§ **WHAT TO WORK ON**:
From the entries below, return only the lines starting at the one that contains "As for the next" and ending at the one that contains "My docummentation patch", exactly as they stand.

§ **Items from a data source**:
PR #526, opened 2015-08-13
Exercise some utf8 chars on the string converter nodes.

glima:


glima:
Since this is uber-simple, it got in with another PR which was acked.

PR #527, opened 2015-08-13
Make sanitize depend on Linux

zehortigoza:
To this feature works on RIOT and Contiki we should add the sanitize
compiler flags when the OS build system is generating the final binary
contaning the OS + Soletta + application.
Until we don't have some infrascructure to get the compiler flags that
Solleta need we will keep it disabled.


cmarcelo:
+1

@dorileo @ibriano could either of you take a look?

ibriano:
Does the job

cmarcelo:
Minor: last sentence of the commit message is a bit confusing. It's not even clear to me we want those sanitizers in RIOT / Contiki.

cmarcelo:
They add runtime checks. We probably want to disable them in the small targets.

dorileo:
LGTM.

dorileo:
@cmarcelo it doesn't make sense to disable dep-resolver tests on a given condition (be it a platform, os or whatever) the dep-resolver runs before the configuration selection, i.e when you run make menuconfig in a fresh cloned tree the dep-resolver will be run before launching the menuconfig to generate the dep-resolver's cache. I don't think we're saving too much by avoiding some tests.

cmarcelo:
@dorileo I meant, if I get this right, we'll never enable FEATURE_CC_SANITIZE, even if we manage to separate the build flags on small os side. Just the commit message seems confusing. "Runtime checks" was refering to what the sanitizer does.

Suggestion:

> Contiki and RIOT builds don't fully support this and we probably won't need these extra runtime checks that sanitizer adds to the code for those targets.

zehortigoza:
Merged with cmarcelo message commit.

PR #530, opened 2015-08-13
Move ICU helper macros into functions.

glima:
And fix coverity issues on this module once and for all (at least
against a local coverity run).

"goto considered harmful"


glima:
Cool, thanks. Merging.

PR #522, opened 2015-08-12
Buffer review v2

barbieri:
Changes since v1 (#517):
 * changed from `bool fized_size` to `enum sol_buffer_flags`;
 * renamed `reserved` to `capacity` member to allow a nice flag name;
 * removed the `sol_buffer_fini_nofree()`, it's handled by a flag now;
 * added `sol_buffer_at()` and `sol_buffer_at_end()`;
 * added `sol_buffer_insert_slice()` to insert a slice at a given position;
 * added `sol_buffer_insert_printf()` to insert a formatted string at a given position;
 * added `sol_buffer_get_slice_at()`

PR #532, opened 2015-08-13
Buffer review v3

barbieri:
Changes since v2 (#522):
 * introduced a `va_copy()` in `sol_buffer_append_printf()` so we can call `vsnprintf()` twice. Also replace the loop with two explicit calls to make sure tools understand we only call these twice, and do it with the original `args` and the other with `args_copy`. Should fix the build bot failure.

Changes since v1 (#517):
 * changed from `bool fized_size` to `enum sol_buffer_flags`;
 * renamed `reserved` to `capacity` member to allow a nice flag name;
 * removed the `sol_buffer_fini_nofree()`, it's handled by a flag now;
 * added `sol_buffer_at()` and `sol_buffer_at_end()`;
 * added `sol_buffer_insert_slice()` to insert a slice at a given position;
 * added `sol_buffer_insert_printf()` to insert a formatted string at a given position;
 * added `sol_buffer_get_slice_at()`

### DIFF
--- a/src/lib/datatypes/include/sol-buffer.h
+++ b/src/lib/datatypes/include/sol-buffer.h
@@ -160,6 +160,14 @@ sol_buffer_get_slice(const struct sol_buffer *buf)
     return SOL_STR_SLICE_STR(buf->data, buf->used);
 }
 
+static inline struct sol_str_slice
+sol_buffer_get_slice_at(const struct sol_buffer *buf, size_t pos)
+{
+    if (!buf || buf->used < pos)
+        return SOL_STR_SLICE_STR(NULL, 0);
+    return SOL_STR_SLICE_STR((char *)buf->data + pos, buf->used - pos);
+}
+
 /* Appends the 'slice' into 'buf', reallocating if necessary. */
 int sol_buffer_append_slice(struct sol_buffer *buf, const struct sol_str_slice slice);
 
--- a/src/lib/datatypes/include/sol-buffer.h
+++ b/src/lib/datatypes/include/sol-buffer.h
@@ -76,20 +76,57 @@ extern "C" {
  * that will be de-allocated twice.
  */
 
-struct sol_buffer {
-    void *data;
-    size_t reserved, used;
+enum sol_buffer_flags {
+    /**
+     * default flags: buffer may be resized and memory will be free'd
+     * at the end.
+     */
+    SOL_BUFFER_FLAGS_DEFAULT = 0,
+    /**
+     * fixed capacity buffers won't be resized, sol_buffer_resize()
+     * will fail with -EPERM.
+     */
+    SOL_BUFFER_FLAGS_FIXED_CAPACITY = (1 << 0),
+    /**
+     * no free buffers won't call @c free(buf->data) at
+     * sol_buffer_fini().
+     */
+    SOL_BUFFER_FLAGS_NO_FREE = (1 << 1),
+    /**
+     * buffers where the @c buf->data is not owned by sol_buffer, that
+     * is, it can't be resized and free() should not be called at it
+     * at sol_buffer_fini().
+     */
+    SOL_BUFFER_FLAGS_MEMORY_NOT_OWNED = (SOL_BUFFER_FLAGS_FIXED_CAPACITY | SOL_BUFFER_FLAGS_NO_FREE)
 };
 
-#define SOL_BUFFER_EMPTY (struct sol_buffer){.data = NULL, .reserved = 0, .used = 0 }
+struct sol_buffer {
+    void *data;
+    size_t capacity, used;
+    enum sol_buffer_flags flags;
+};
+
+#define SOL_BUFFER_INIT_EMPTY (struct sol_buffer){.data = NULL, .capacity = 0, .used = 0, .flags = SOL_BUFFER_FLAGS_DEFAULT }
+#define SOL_BUFFER_INIT_FLAGS(data_, size_, flags_) (struct sol_buffer){.data = data_, .capacity = size_, .used = 0, .flags = flags_ }
 
 static inline void
 sol_buffer_init(struct sol_buffer *buf)
 {
     assert(buf);
     buf->data = NULL;
-    buf->reserved = 0;
+    buf->capacity = 0;
     buf->used = 0;
+    buf->flags = SOL_BUFFER_FLAGS_DEFAULT;
+}
+
+static inline void
+sol_buffer_init_flags(struct sol_buffer *buf, void *data, size_t data_size, enum sol_buffer_flags flags)
+{
+    assert(buf);
+    buf->data = data;
+    buf->capacity = data_size;
+    buf->used = 0;
+    buf->flags = flags;
 }
 
 static inline void
@@ -97,10 +134,11 @@ sol_buffer_fini(struct sol_buffer *buf)
 {
     if (!buf)
         return;
-    free(buf->data);
+    if (!(buf->flags & SOL_BUFFER_FLAGS_NO_FREE))
+        free(buf->data);
     buf->data = NULL;
     buf->used = 0;
-    buf->reserved = 0;
+    buf->capacity = 0;
 }
 
 int sol_buffer_resize(struct sol_buffer *buf, size_t new_size);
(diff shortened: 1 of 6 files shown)


barbieri:
since semaphore test passed I want to merge this now, okay @cmarcelo ?

my idea is to add couple of more patches on top, like documentation and some helpers to avoid manual `memcpy()` and memmove()` manipulations. Until then this patchset enables people to move file reader and string nodes (formatting) to use `sol_buffer`. This means @glima and @edersondisouza should look at it and adapt their code trying to use it and feedback on improvements that would help their side.

The APIs I plan to add later are:
```c
size_t
sol_buffer_get_slice_position(const struct sol_buffer *buf, const struct sol_str_slice slice)
{
   CHECK_SLICE(buf, &slice, SIZE_MAX);
   return (const char *)slice.data - (const char *)buf->data;
}

void *
sol_buffer_at_slice(const struct sol_buffer *buf, const struct sol_str_slice slice)
{
   CHECK_SLICE(buf, &slice, NULL);
   return (void *)slice.data;
}

/* memset() to 0 the slice within buf. slice.data and slice.data+slice.len must be within buf->data and buf->data+buf->used */
int sol_buffer_clear_slice(struct sol_buffer *buf, const struct sol_str_slice slice)
{
   CHECK_SLICE(buf, &slice, -EINVAL);
   memset(sol_buffer_at_slice(buf, slice), 0, slice.len);
   return 0;
}

/* delete (remove) the slice within buf. This means memmove() on whatever is after the slice to its start. slice.data and slice.data+slice.len must be within buf->data and buf->data+buf->used */
int sol_buffer_del_slice(struct sol_buffer *buf, const struct sol_str_slice slice)
{
   char *ptr;
   size_t pos;
   CHECK_SLICE(buf, &slice, -EINVAL);
   ptr = sol_buffer_at_slice(buf, slice);
   pos = sol_buffer_get_slice_position(buf, slice);
   memmove(ptr, ptr + slice.len, buf->used - pos - slice.len);
   /* TODO: ensure trailing \0? */
   /* TODO: shrink buffer? */
   return 0;
}

/* replace one slice with another. The orig slice must be within buf, while the new can be external. orig.data and orig.data+slice.len must be within buf->data and buf->data+buf->used */
int sol_buffer_replace_slice(struct sol_buffer *buf, const struct sol_str_slice orig, const struct sol_str_slice replacement)
{
  /* TODO: handle more efficiently than del + insert, save orig and replacement offset as their data members will change during realloc(). Error if orig and replacement overlap, or do a temporary copy. */
}
```
These makes me think if all the slices should really enforce trailing '\0', I don't like it for binary buffers... but replicating the APIs to have one version with and another without sucks. Then maybe add a flag `SOL_BUFFER_FLAGS_NULL_TERMINATED`? If so we could move the "+ 1" logic inside `sol_buffer_ensure()` and have a internal function to do the null-termination.

barbieri:
ah, another function would be:

```c
int sol_buffer_trim(struct sol_buffer *buf) {
    return sol_buffer_resize(buf, buf->used);
}
```

This would be used to finalize the buffer, making it the exact size it should be. Usually to be called when no further resizes to be done.

glima:
* Gustavo Sverzut Barbieri <notifications@github.com> [2015-08-14 06:13:46 -0700]:

> since semaphore test passed I want to merge this now, okay @cmarcelo ?
> 
> my idea is to add couple of more patches on top, like documentation and some helpers to avoid manual `memcpy()` and memmove()` manipulations. Until then this patchset enables people to move file reader and string nodes (formatting) to use `sol_buffer`. This means @glima and @edersondisouza should look at it and adapt their code trying to use it and feedback on improvements that would help their side.

Ack. I'll jump in this adaptation soon.

> 
> The APIs I plan to add later are:
> ```c
> size_t
> sol_buffer_get_slice_position(const struct sol_buffer *buf, const struct sol_str_slice slice)
> {
>    CHECK_SLICE(buf, &slice, SIZE_MAX);
>    return (const char *)slice.data - (const char *)buf->data;
> }
> 
> void *
> sol_buffer_at_slice(const struct sol_buffer *buf, const struct sol_str_slice slice)
> {
>    CHECK_SLICE(buf, &slice, NULL);
>    return (void *)slice.data;
> }
> 
> /* memset() to 0 the slice within buf. slice.data and slice.data+slice.len must be within buf->data and buf->data+buf->used */
> int sol_buffer_clear_slice(struct sol_buffer *buf, const struct sol_str_slice slice)
> {
>    CHECK_SLICE(buf, &slice, -EINVAL);
>    memset(sol_buffer_at_slice(buf, slice), 0, slice.len);
>    return 0;
> }
> 
> /* delete (remove) the slice within buf. This means memmove() on whatever is after the slice to its start. slice.data and slice.data+slice.len must be within buf->data and buf->data+buf->used */
> int sol_buffer_del_slice(struct sol_buffer *buf, const struct sol_str_slice slice)
> {
>    char *ptr;
>    size_t pos;
>    CHECK_SLICE(buf, &slice, -EINVAL);
>    ptr = sol_buffer_at_slice(buf, slice);
>    pos = sol_buffer_get_slice_position(buf, slice);
>    memmove(ptr, ptr + slice.len, buf->used - pos - slice.len);
>    /* TODO: ensure trailing \0? */
>    /* TODO: shrink buffer? */
>    return 0;
> }
> 
> /* replace one slice with another. The orig slice must be within buf, while the new can be external. orig.data and orig.data+slice.len must be within buf->data and buf->data+buf->used */
> int sol_buffer_replace_slice(struct sol_buffer *buf, const struct sol_str_slice orig, const struct sol_str_slice replacement)
> {
>   /* TODO: handle more efficiently than del + insert, save orig and replacement offset as their data members will change during realloc(). Error if orig and replacement overlap, or do a temporary copy. */
> }
> ```
> These makes me think if all the slices should really enforce trailing '\0', I don't like it for binary buffers... but replicating the APIs to have one version with and another without sucks. Then maybe add a flag `SOL_BUFFER_FLAGS_NULL_TERMINATED`? If so we could move the "+ 1" logic inside `sol_buffer_ensure()` and have a internal function to do the null-termination.

I like the new flag, maybe we should try it.

> 
> 
> ---
> https://github.com/solettaproject/soletta/pull/532#issuecomment-131101297

-- 
Gustavo Lima Chaves

cmarcelo:
+2 for this PR. I'll change arena to make use of buffers.

As for the next steps:

- `sol_buffer_at_slice`: slice has all the information needed, why not just use slice.data (or at least be a slice operation)?
- Clear slice should also be a slice operation.

Demanding buffer in all those operations will make us having to pass both buffer and slice around (kind of like we passed void *, size around -- which was the point of creating slice in the first place).

The flag seems a good idea.

barbieri:
Because of what is a slice and the memory management.

Slices lifetime are subject to the lifetime of a buffer's internal `buf->data`. All non-const operations will invalidate slices, then we should double check. 

Also we don't want to modify slices, at least not str-slices. That's because them to be usable with const memory and we should never modify them, that also allows compiler to detect we're assigning a literal to a const char and put it in a read-only section.

However I understand your point and I did think about it before. We could introduce a buffer slice, that would be mutable and references the actual buffer. Or make buffers recursive, only the parent would allocate memory, appending to an inner buffer would cause the grand-parent to realloc, move the sibling buffers, then make space for the inner buffer and set that data. In that PoV it would work and would be nice... but it's not a common API and the cost to implement that right internally is huge, so I'm not convinced we should do it.

My docummentation patch will mark all the functions that invalidate existing slices, and mention that for `sol_buffer_get_slice()` and variants.

That said, I think the proposed API that operates on buffers and double check the slice is contained in that buffer is easy and safe. Particularly for things like replacing slices, a tricky operation to do right in all cases, if we rely on users doing all those conditions at call site, we are very likely to get errors.

barbieri:
Merged

cmarcelo:
Replying to myself for the record:

> I'll change arena to make use of buffers.

It's not trivial because the clients of arena need stable pointers and realloc defeats that.

cmarcelo:
Gustavo said:

> Also we don't want to modify slices, at least not str-slices.

Fair, this is a reason for not having clear as a slice operation. I was considering a more relaxed vision of a slice as a simple replacement for ptr+size. Things like "do something funny here" would be able to take a slice instead of a ptr+size. But I don't recall now cases in which this would help.

For `slice_get_at` I still think should be a slice operation. If you pass an invalid slice, you are doing the wrong thing anyway, you only will be able to access a subset of it. Otherwise the client code will simply do this locally (it has data and size), because is not always convenient to pass the buffer around (and sometimes you won't even have it).

PR #537, opened 2015-08-14
sol-util: start using sol-util-$(PLATFORM) v5

ricardotk:
Differences from v4:
- rename sol-util-linux to sol-util-file

Differences from v3:
- do not use impl header and impl functions
- remove sol-util-linux header and put the functions on sol-util header to be implemented on whichever platform

Differences from v2:
- maintain util on libshared.mod instead of creating util.mod

Differences from v1:
- fixed kbuild makefile

Since we were using a lot of platform #ifdefs in sol-util.c


cmarcelo:
+1

It would be useful for the history to explain why the rename.

barbieri:
:+1:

§ **EXERCISE ANSWER**:
As for the next steps:

- `sol_buffer_at_slice`: slice has all the information needed, why not just use slice.data (or at least be a slice operation)?
- Clear slice should also be a slice operation.

Demanding buffer in all those operations will make us having to pass both buffer and slice around (kind of like we passed void *, size around -- which was the point of creating slice in the first place).

The flag seems a good idea.

barbieri:
Because of what is a slice and the memory management.

Slices lifetime are subject to the lifetime of a buffer's internal `buf->data`. All non-const operations will invalidate slices, then we should double check. 

Also we don't want to modify slices, at least not str-slices. That's because them to be usable with const memory and we should never modify them, that also allows compiler to detect we're assigning a literal to a const char and put it in a read-only section.

However I understand your point and I did think about it before. We could introduce a buffer slice, that would be mutable and references the actual buffer. Or make buffers recursive, only the parent would allocate memory, appending to an inner buffer would cause the grand-parent to realloc, move the sibling buffers, then make space for the inner buffer and set that data. In that PoV it would work and would be nice... but it's not a common API and the cost to implement that right internally is huge, so I'm not convinced we should do it.

My docummentation patch will mark all the functions that invalidate existing slices, and mention that for `sol_buffer_get_slice()` and variants.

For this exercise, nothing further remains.